Issu d’une famille gardoise, Henry Brin est fier de son patrimoine familial avec un grand-père, ancien conseiller à Nîmes et président de la Croix Rouge. Et un autre, distillateur à Aigues-Vives. Mais son engagement prend également racine à travers Aigues-Vives où il a exercé pendant des années, en tant qu’artisan électricien. Fier de son village qui a vu naître le premier gardois président de la république, Gaston Doumergue à l’origine du concours Meilleur Ouvrier de France. « C’est que ce que j’appelle l’alignement des planètes, je suis passionné par cet homme, président du Sénat, de l’Assemblée Nationale, plusieurs fois ministre, … Mais surtout très moderne quand on sait qu’il était le premier Président de la République non marié » confie Henry Brin.

La fierté d'être artisan

Pour lui, cette volonté de s’engager pour représenter les artisans du Gard passe par un double engagement encore une fois lié à son parcours : l’apprentissage et l’artisanat. Après avoir passé une année dans un CFA après un BAC général, il obtient son précieux sésame pour exercer.

Cette fierté d’être artisan doit être pour le candidat à la présidence de la Chambre plus que jamais mise en avant : « On doit la revendiquer : nous devons être fier d’entreprendre ! ». C’est d’ailleurs pour cela qu’il est ravi d’avoir participé à la régionalisation des CFA dans le secteur du bâtiment « Je garde des moments forts dans l’inauguration du CFA d’Alès qui est d’ailleurs le seul CFA Bâtiment du département ».

Mais comme il avoue, tout ne peut pas réussir. Après avoir essayé de monter une filière sport étude autour des courses camarguaises, il a dû se résigner à stopper son développement par manque de moyens : « J’avais réussi à faire les partenariats. Pendant deux ans, on s’est battu mais en termes de financement, d’hébergement, nos moyens étaient trop limités » reconnait-il non sans une pointe d’émotion.

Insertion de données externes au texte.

PR #179, opened 2019-06-14
applications: Enforce Parental Controls settings

uajain:
https://phabricator.endlessm.com/T27010

### DIFF
--- a/panels/applications/cc-applications-panel.c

L'avenir de la Chambre des Métiers 

Aujourd’hui, c’est à l’avenir qu’il pense et aux potentiels de services et de développement à offrir aux artisans du Gard. Mais tout le ramène à son concurrent avec qui il a fait liste commune lors des élections précédentes. « Serge Alméras se donne la paternité de beaucoup de choses mais ce sont ses équipes qui ont travaillé pendant son mandat. Prenez le CFA d’Alès, il se donne le beau rôle alors qu’il n’est même pas sur la photo de l’inauguration, faut rendre à César ce qui appartient à César » n’hésite pas à affirmer Henry Brin.

1er vice-président de la Chambre des Métiers du Gard, il rappelle l’engagement de la liste de Serge Alméras, le président sortant. « Nous étions parti sur l’idée d’un contrat partagé pour son dernier mandat comme il s’y était engagé où moi je m’occupais de la formation et l’apprentissage. Après la mise sous tutelle par la Préfecture, il fallait remettre la Chambre en ordre de marche. Il fallait se doter d’un bel outil pour se préparer à la régionalisation. Je suis donc allé taper aux bonnes portes notamment au niveau national pour obtenir des financements mais aussi à la région, au département et la mairie de Nîmes ».

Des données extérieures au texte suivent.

PR #757, opened 2025-04-16
fix: add optional metric name filtering to useAllFields

knudtty:
Fixes: HDX-1600


wrn14897:
It looks like the event group-by stops working?

image

knudtty:
Wow I can't believe I didn't test that. The issue was with using a non-metric source. Should be fixed now

wrn14897 (approved):
I'd prefer us not to introduce a dedicated arg but we can leave the cleanup for later. Great fix!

Sauf qu’aujourd’hui Henry Brin considère que le bilan n’est pas au rendez-vous : « Mon mandat a un goût d’inachevé, une partie a été remplit, pas tout. On a tous voté à l’unanimité les décisions car je suis un homme fidèle mais les méthodes de Serge Alméras n’étaient pas les bonnes. Il fallait donner une réelle impulsion mais le Président a beaucoup promis et n’a pas fait grand-chose. En fait, il décidait seul. »

Pour étayer son attaque, Henry Brin précise son propos : « La Chambre des Métiers doit être la chambre de tous les gardois. Seul 20% utilisent les services, ce n’est pas normal. Moi je veux que tous les artisans gardois aient accès au même niveau de services ». Pour cela, il envisage s’il est élu de renforcer la présence de la CMA : « On a 20.000 artisans, chaque année, ils seront rappelés au moins une fois par an pour faire le point sur leurs besoins et leur apporter les services dont ils ont besoin ».

Au plus près des artisans

Pour parvenir à cet objectif, l’ancien vice-président ne manque pas d’ambition et a su s’entourer d’une équipe renouvelée : « Je mise sur la jeunesse. J’ai capitalisé sur une liste des personnalités de tous les territoires du Gard. J’ai par exemple sur ma liste une ancienne psychologue du travail qui a repris une entreprise de carrosserie. Elle a 35 ans. La vision de l’artisan faut qu’elle soit moderne. »

Au rayon des promesses, Henry Brin imagine avec son équipe outre de décliner la notion de proximité et d’ambassadeurs par métiers, de lutter contre l’isolement de l’artisan pour toutes les questions de création, recrutement, recherche de locaux, transmission, ... et d’accompagner d’A à Z sur les besoins de financement. Enfin, il préconise une mutualisation avec les autres Chambres (CCI, Chambre d’Agriculture) et s’engage à être force de proposition auprès des EPCI.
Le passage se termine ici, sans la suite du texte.